MY PICK: Nope -- I say the irresistibly loyal pooch of "Adam and Dog" will win over the voters.

LIVE ACTION

"Henry" follows the harrowing day of an elderly pianist (a remarkably affecting Gerard Poirier) who discovers that his beloved wife is missing. Full of twists (albeit predictable ones) and shamelessly manipulative, but heartbreaking nonetheless.

"Death of a Shadow" is a stunningly inventive, haunting tale of a man with a mysterious camera, his ghoulish errands on behalf of a spectral collector and love across the ages. From its gorgeous, steampunk gadgetry to its tragic, poetic end, this is like the best "Twilight Zone" episode Rod Serling never wrote.

"Curfew" writer/director/star Shawn Christensen crafts a stunning showcase for himself and his young costar, Fatima Ptacek, in this morbidly funny and moving tale of a suicidal junkie screw-up charged with taking care of the precocious niece he hasn't seen in years.

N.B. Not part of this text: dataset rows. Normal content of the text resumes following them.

PR #2075, opened 2025-05-02
[Enhancement] [zos_stat] Add support to stat migrated data sets

### LINKED ISSUE #1186: [Enhancement] [zos_stat] Support to show migrated data sets

### Ansible module

zos_stat

Whenever the zos_stat module or which ever name is decided for the module, please add support for showing migrated data sets.

rexemin:
##### SUMMARY
Fixes #1186.

##### ISSUE TYPE
- Feature Pull Request

##### COMPONENT NAME
zos_stat

##### ADDITIONAL INFORMATION

Tested with a playbook that the feature works. No test so far as we don't have consistent access to DFSMShsm to migrate and recall data sets.

### DIFF
--- a/plugins/module_utils/data_set.py
+++ b/plugins/module_utils/data_set.py
@@ -2149,7 +2149,7 @@ class DataSet(object):
             Return code, standard output and standard error from
             the HRECALL call.
         """
-        name = name.replace('$', '\$')
+        name = name.replace('$', '\\$')
         recall_cmd = f"""tsocmd "HRECALL '{name}'" """
         rc, stdout, stderr = module.run_command(recall_cmd)
 
--- a/plugins/module_utils/data_set.py
+++ b/plugins/module_utils/data_set.py
@@ -16,7 +16,7 @@ __metaclass__ = type
 import re
 import tempfile
 import traceback
-from os import path, walk
+from os import path, walk, environ
 from random import sample
 from string import ascii_uppercase, digits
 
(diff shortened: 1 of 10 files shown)


plugins/module_utils/data_set.py
```diff
@@ -2102,6 +2102,59 @@ def _build_volume_string_iehprogm(volumes):
...
+        -------
+        bool
+            Whether the data set has been migrated.
+        """
+        has_been_migrated = False
+
+        non_migrated_list = datasets.list_dataset_names(name, migrated=False)
+        migrated_list = datasets.list_dataset_names(name, migrated=True)
+
+        if name in migrated_list and name not in non_migrated_list:
```
richp405, line 2125: This comparison will not work if 'name' contains wild cards.  Check if you can see if wildcards could possibly get here, and consider fnmatch functions If needed.  https://docs.python.org/3/library/fnmatch.html

richp405 (changes requested):
Please check to make sure that either wild cards are blocked, or that something like fn match is used, instead of 'in'.

plugins/module_utils/data_set.py
fernandofloresg: At this point variable `name` is not a wildcard, inside the data set handler there is only one data set name.

fernandofloresg (approved):
LGTM!

surendrababuravella (approved):
Looks fine

plugins/module_utils/data_set.py
rexemin: The module only accepts querying a single resource. If there's a `*` or `?` present in `name`, the arg parser already rejects it. Adding wording to the documentation to emphasize this.

richp405 (approved):

PR #1138, opened 2020-02-26
Problem (Fix #818): outdated README

### LINKED ISSUE #818: Problem: outdated README
e.g. one may need clang/g++

yihuang:
Solution:
- Update the build instructions in README
- Rename docker/Dockerfile.new to Dockerfile as default docker file
- Remove kcov part since it's not used and waste build time.


tomtau:
> Perhaps it will be good to have a separate task describing some of the make command supported by the Makefile and their usage.
> 
> Right now the Makefile is mentioned in https://crypto-com.github.io/getting-started/#build-binary-and-docker-images but not commands are used/missing.

perhaps just mention there's `make help` that prints out the options?

calvinlauco:
> > Perhaps it will be good to have a separate task describing some of the make command supported by the Makefile and their usage.
> > Right now the Makefile is mentioned in https://crypto-com.github.io/getting-started/#build-binary-and-docker-images but not commands are used/missing.
> 
> perhaps just mention there's `make help` that prints out the options?

This would also work.

yihuang:
> > Perhaps it will be good to have a separate task describing some of the make command supported by the Makefile and their usage.
> > Right now the Makefile is mentioned in https://crypto-com.github.io/getting-started/#build-binary-and-docker-images but not commands are used/missing.
> 
> perhaps just mention there's `make help` that prints out the options?

Done

PR #1150, opened 2020-02-27
Problem:(cro-1140) no android support for c-bindings

leejw51:
Solution:  add android support
add lib for example


leejw51crypto:
retry

Issue #1128, opened 2020-02-25
Problem: Makefile is trying to compile tx-validation-ap


calvinaco:
```
docker run -i --rm \
	-v /home/ubuntu/.cargo/git:/root/.cargo/git \
	-v /home/ubuntu/.cargo/registry:/root/.cargo/registry \
	-v `pwd`:/chain \
	--env RUSTFLAGS=-Ctarget-feature=+aes,+sse2,+sse4.1,+ssse3 \
	--workdir=/chain \
	cryptocom/chain:latest \
	bash -c '. /root/.docker_bashrc && \
	echo "========  build dev-utils   =========" && \
	cargo build --bin dev-utils && \
	echo "========  build chain-abci   =========" && \
	cd chain-abci && cargo build && \
	echo "========  build client-cli   =========" && \
	cd ../client-cli && cargo build&& \
	echo "========  build client-rpc   =========" && \
	cd ../client-rpc && cargo build'
========  build dev-utils   =========
    Finished dev [unoptimized + debuginfo] target(s) in 0.25s
========  build chain-abci   =========
    Finished dev [unoptimized + debuginfo] target(s) in 0.14s
========  build client-cli   =========
    Finished dev [unoptimized + debuginfo] target(s) in 0.17s
========  build client-rpc   =========
    Finished dev [unoptimized + debuginfo] target(s) in 0.15s
compile sgx query
    Finished dev [unoptimized + debuginfo] target(s) in 0.12s
make: Entering directory '/chain/chain-tx-enclave/tx-query'
    Finished dev [unoptimized + debuginfo] target(s) in 0.10s
CARGO => ../../target/debug/libtx_query_enclave.a
make: Leaving directory '/chain/chain-tx-enclave/tx-query'
compile sgx validation
error: package ID specification `tx-validation-app` matched no packages
Makefile:178: recipe for target 'build-sgx-validation' failed
make: *** [build-sgx-validation] Error 101
```

tomtau:
docker/build.sh

PR #1152, opened 2020-02-27
Problem: Makefile is trying to compile tx-validation-ap #1128

allthatjazzleo:
Solution: remove tx-validation-app component from makefile and dockerfile
fix  enclave.socket issue for run-abci and run-sgx-query to share same unix domain socket
replace run_tx_validation.sh with ci-scripts/run_chain_abci.sh to make sure abci can replace the deprecated tx-validation-app 
fix other minor issue like setting $PID in shell script

### DIFF
--- a/Makefile
+++ b/Makefile
@@ -8,12 +8,9 @@ prefix ?=
 sgx_mode ?= HW
 build_mode ?= debug
 MAKE_CMD = make
-# sgx_device can be /dev/sgx or /dev/isgx
-sgx_device ?= ${SGX_DEVICE}
 
-ifeq ($(sgx_device)x, x)
-	sgx_device ?= /dev/isgx
-endif
+# SGX_DEVICE can be /dev/sgx or /dev/isgx
+SGX_DEVICE ?= /dev/sgx
 
 ifeq ($(build_mode), release)
 	CARGO_BUILD_CMD = cargo build --release
@@ -89,8 +86,8 @@ IMAGE_RUST             = cryptocom/chain
 IMAGE_TENDERMINT       = tendermint/tendermint:v0.32.8
 DOCKER_FILE            = docker/Dockerfile
 DOCKER_FILE_RELEASE    = docker/Dockerfile.release
-ITEMS_START            = sgx-validation sgx-query chain-abci tendermint client-rpc
-ITEMS_STOP             = client-rpc tendermint chain-abci sgx-query sgx-validation
+ITEMS_START            = sgx-query chain-abci tendermint client-rpc
+ITEMS_STOP             = client-rpc tendermint chain-abci sgx-query
 
 create-path:
 	mkdir -p ${HOME}/.cargo/{git,registry}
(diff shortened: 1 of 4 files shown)


Makefile
```diff
@@ -201,20 +206,21 @@ rm-network:
...
-	--name $(prefix)sgx-validation \
-	-e SGX_MODE=$(SGX_MODE) \
-	-e NETWORK_ID=$(NETWORK_ID) \
-	-e RUST_LOG=$(RUST_LOG) \
-	--device $(sgx_device) \
-	-v  $(data_path)/enclave-storage:/crypto-chain/enclave-storage \
-	--workdir=/usr/local/bin \
-	$(IMAGE):$(TAG) \
-	bash ./run_tx_validation.sh
+# deprecated and replaced by abci
```
tomtau: I think this could just be removed?

docker/Dockerfile
```diff
@@ -19,12 +19,13 @@ COPY ./target/${BUILD_MODE}/dev-utils /usr/local/bin/
 # copy sgx binary file
 COPY ./target/${BUILD_MODE}/tx-query-app /usr/local/bin
 COPY ./target/${BUILD_MODE}/tx_query_enclave.signed.so /usr/local/bin
-COPY ./target/${BUILD_MODE}/tx-validation-app /usr/local/bin
+# COPY ./target/${BUILD_MODE}/tx-validation-app /usr/local/bin # deprecated and replaced by chain-abci
```
tomtau: could be deleted?

docker/Dockerfile
```diff
@@ -19,12 +19,13 @@ COPY ./target/${BUILD_MODE}/dev-utils /usr/local/bin/
...
 COPY ./target/${BUILD_MODE}/tx_validation_enclave.signed.so /usr/local/bin
 # copy scripts
 COPY ./docker/wait-for-it.sh /usr/local/bin
 COPY ci-scripts/run_tx_query.sh /usr/local/bin
-COPY ci-scripts/run_tx_validation.sh /usr/local/bin
+# COPY ci-scripts/run_tx_validation.sh /usr/local/bin # deprecated and replaced by chain-abci
+COPY ci-scripts/run_chain_abci.sh /usr/local/bin
 
 # install sgx enclave pws
 ARG SGX_ENCLAVE=https://download.01.org/intel-sgx/sgx-linux/2.7.1/distro/ubuntu18.04-server/libsgx-enclave-common_2.7.101.3-bionic1_amd64.deb
```
tomtau: perhaps a TODO comment to update PSW to 2.8? it's been split to more packages

Makefile
```diff
@@ -141,22 +142,27 @@ endif
...
-		bash -c '. /root/.docker_bashrc && \
-		echo "========  build dev-utils   =========" && \
-		${CARGO_BUILD_CMD} --bin dev-utils && \
-		echo "========  build chain-abci   =========" && \
-		cd chain-abci && $(CARGO_BUILD_CMD_ABCI) && \
-		echo "========  build client-cli   =========" && \
-		cd ../client-cli && $(CARGO_BUILD_CMD_CLI)&& \
-		echo "========  build client-rpc   =========" && \
-		cd ../client-rpc && $(CARGO_BUILD_CMD_CLI)'
+	@if [ -e "./target/${BUILD_MODE}/client-cli" ] && [ -e "./target/${BUILD_MODE}/chain-abci" ] && [ -e "./target/${BUILD_MODE}/client-rpc" ] && [ -e "./target/${BUILD_MODE}/dev-utils" ]; then \
```
yihuang: I think it's quite dangerous to use the same target directory for `make build` and `cargo build`. If the developer uses them both on different platforms, the resulting binary might be undefined?
But this issue is out of the scope of this PR.

tomtau: true; this may not be reproducible -- so even though one person follows the same instructions on one platform, it may not work.

Makefile
```diff
@@ -8,11 +8,12 @@ prefix ?=
...
-# sgx_device can be /dev/sgx or /dev/isgx
-sgx_device ?= ${SGX_DEVICE}
 
-ifeq ($(sgx_device)x, x)
-	sgx_device ?= /dev/isgx
+# sgx_device can be /dev/sgx or /dev/isgx
+ifeq (${SGX_DEVICE}x, x)
+	sgx_device = /dev/sgx
+else
+	sgx_device = ${SGX_DEVICE}
```
yihuang:
```suggestion
# sgx_device can be /dev/sgx or /dev/isgx
SGX_DEVICE ?= /dev/isgx
```
And use `SGX_DEVICE` directly?

ci-scripts/run_chain_abci.sh
```diff
@@ -8,10 +8,17 @@ if [ x"${SGX_MODE}" == "xHW" ]; then
   LD_LIBRARY_PATH=/opt/intel/libsgx-enclave-common/aesm /opt/intel/libsgx-enclave-common/aesm/aesm_service &
 
   echo "[aesm_service] Running in background ..."
-  # Wait for aesm_service to initialize
-  sleep 4
```
yihuang: Not sure is the original sleep added for a reason, @linfeng-crypto ?

docker/Dockerfile
```diff
@@ -19,12 +19,13 @@ COPY ./target/${BUILD_MODE}/dev-utils /usr/local/bin/
...
 COPY ./target/${BUILD_MODE}/tx-query-app /usr/local/bin
 COPY ./target/${BUILD_MODE}/tx_query_enclave.signed.so /usr/local/bin
-COPY ./target/${BUILD_MODE}/tx-validation-app /usr/local/bin
+# COPY ./target/${BUILD_MODE}/tx-validation-app /usr/local/bin # deprecated and replaced by chain-abci
 COPY ./target/${BUILD_MODE}/tx_validation_enclave.signed.so /usr/local/bin
 # copy scripts
 COPY ./docker/wait-for-it.sh /usr/local/bin
 COPY ci-scripts/run_tx_query.sh /usr/local/bin
-COPY ci-scripts/run_tx_validation.sh /usr/local/bin
+# COPY ci-scripts/run_tx_validation.sh /usr/local/bin # deprecated and replaced by chain-abci
```
yihuang:
```suggestion
```

Makefile
leejw51crypto: target folder is kindof mutex, simultaneous compiling is not performed.

Makefile
```diff
@@ -201,20 +206,21 @@ rm-network:
...
+# 	--restart=always \
+# 	--name $(prefix)sgx-validation \
+# 	-e SGX_MODE=$(SGX_MODE) \
+# 	-e NETWORK_ID=$(NETWORK_ID) \
+# 	-e RUST_LOG=$(RUST_LOG) \
+# 	--device $(sgx_device) \
+# 	-v $(data_path)/enclave-storage:/crypto-chain/enclave-storage \
+# 	--workdir=/usr/local/bin \
+# 	$(IMAGE):$(TAG) \
+# 	bash ./run_tx_validation.sh
```
leejw51crypto: if this is reference, you can make markdown file for document and future reference

Makefile
```diff
@@ -230,7 +236,8 @@ run-sgx-query:
 		-e NETWORK_ID=$(NETWORK_ID) \
 		-e SPID=${SPID} \
 		-e IAS_API_KEY=${IAS_API_KEY} \
-		-e TX_VALIDATION_CONN=tcp://$(prefix)sgx-validation:26650 \
+		-e TX_VALIDATION_CONN=ipc:///root/sockets/enclave.socket \
```
leejw51crypto: TX_VALIDATION_CON or
TX_VALIDATION_CONNECTION?

Makefile
calvinlauco: I think we can just delete it and use Git to recover it in the future if needed.

ci-scripts/run_chain_abci.sh
calvinlauco: This has existed quite a while but the sleep time has been increased since then. Perhaps we should use other ways to make sure aesm service is ready.
https://github.com/crypto-com/chain-tx-enclave/blob/8e1ecad29eed5cf3ac702d260bfdf67b0f186eb8/tx-validation/entrypoint.sh

yihuang: But in the drone integration tests pipeline, I never added any sleep, and have no problem so far.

Two great lead performances and a touch of magical realism make this a real winner.

"Buzkashi Boys" is a bittersweet coming-of-age tale about two young boys in Afghanistan whose friendship and dreams of becoming champions at the titular sport (where riders battle over a dead goat) are sorely tested by the hazards of their war-ravaged city.

"Asad" presents yet another example of how hard the world is for a child, as the titular Somali refugee (the energetic Harun Mohammed) must decide on the path of the fisherman or the pirate in his war-torn village. Bleakness and humor blend into a realistic, yet not hopeless, fable of growing up.

MY PICK: I'll take "Curfew."

Dennis Perkins is a Portland freelance writer.